Pour everything into a vessel (ideally a punch bowl), add cubed ice and ladle into serving glasses. DRINK!

Red Snapper

The Red Snapper is the true hangover cocktail. Forget the vodka and go for the gin!

50ml gin
20ml SoulSauce*
Tomato juice
Glass: 12oz glass/highball
Garnish: stick of celery

Take a highball glass and fill with cubed ice, pour all the ingredients into the glass and stir with the celery stick. DRINK.
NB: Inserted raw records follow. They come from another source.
PR #1047, opened 2022-09-19
Use new SvgGraphics overload 'string WriteSVGString(SizeF bounds)' to…

monoman:
… simplify and make more resilient the ExportSvg method

### DIFF
--- a/Bonsai.Editor/ExportHelper.cs
+++ b/Bonsai.Editor/ExportHelper.cs
@@ -42,12 +42,7 @@ namespace Bonsai.Editor
             var bounds = graphView.GetLayoutSize();
             var graphics = new SvgNet.SvgGraphics();
             graphView.DrawGraphics(graphics);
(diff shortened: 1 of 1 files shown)


glopesdev:
Thanks, I had noticed the addition of the new overload in SvgNet and of course it makes much more sense to use it instead of manually replacing strings.

The only thing I would change about the PR is the commit message, to make it fit in 50 characters so it is more easy to read in git blame, which we use a lot for debugging and regression testing. Maybe something like "Set SVG bounds without string manipulation".

We are also in the process of finalizing our contribution guidelines so we can confidently start accepting external contributions. This might take a bit longer to resolve as we are currently in the process of testing and preparing a large release containing reorganizations to the editor and core. If you don't mind leaving the PR hanging for a bit, we will merge it ASAP.

monoman:
Sure, take your time...

Rafael Teixeira
O..:.)oooo

PR #1072, opened 2022-10-04
Reuse top-level prefix for all extension base types with explicit XML type declarations

### LINKED ISSUE #1056: XmlSerializer namespace scoping does not include base types
Serializing a combinator with properties coming from a base type in a different namespace, that is itself not part of the workflow (i.e. the base type node is not in the workflow) will generate mangled XML with namespace declarations inline with the property names.

This is also related to the problem of base types "inheriting" the namespace of the derived type without an explicit `XmlTypeAttribute` declaration. Ideally, the workflow XML serializer should walk through the whole inheritance tree of each type and add the correct XML type attribute override to the XML namespace scopes.

glopesdev:
`WorkflowBuilder` serialization procedure has been modified to walk up the inheritance tree of each extension type to search for any base types with explicit `XmlTypeAttribute` declarations. If any exist, they are explicitly added to the set of serializable extension types.

This prevents overly verbose inline XML namespace declarations for properties provided by base types which are not directly used elsewhere in the workflow.

Fixes #1056

### DIFF
--- a/Bonsai.Core.Tests/Constants.cs
+++ b/Bonsai.Core.Tests/Constants.cs
@@ -1,0 +1,7 @@
+﻿namespace Bonsai.Core.Tests
+{
+    internal static class Constants
+    {
+        public const string XmlNamespace = "clr-namespace:Bonsai.Core.Tests;assembly=Bonsai.Core.Tests";
+    }
+}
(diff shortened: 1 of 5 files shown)


glopesdev:
Interestingly the regression test fails locally, but passes in CI. The fear is this issue might actually be framework-version dependent, and therefore attempts to fix it might introduce unspecified behavior.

(*SoulSauce is developed by Soulshakers for Bloody Mary/Red snapper drinkers. It is a one-stop-shop to add the perfect spice to the cocktail. It is available at

Apricot sour

Apricot jam is not just for toast, it can be just as good in cocktails.

50ml gin
25ml lemon juice
1 large teaspoon of apricot jam (Bonne Maman is the best)
10ml sugar syrup
15ml egg white
Glass: cocktail glass
Garnish: orange twist

Place all ingredients into a cocktail shaker and shake over cubed ice. Strain into a cocktail glass. DRINK!


6 shots

I cannot be sure what Pierre drinks as a hangover cure, but after drinking with him, I know what he likes to drink at night and I can only imagine he drinks the same in the morning. Here is a great recipe for sangrita (which means 'little blood'). Sangrita is best served alongside a glass of tequila, and is sipped in tandem. It is delicious, hungover or not.

90ml tomato juice
60ml freshly-squeezed orange juice
30ml Grenadine
30ml fresh lime juice
20ml Cholula hot sauce
6 dashes of Tabasco
2 pinches salt
2 pinches pepper
Glass: shot glasses
Garnish: none

Make the sangrita in a jug, then pour into shot glasses. Serve alongside shots of 100 per cent blue agave tequila. DRINK!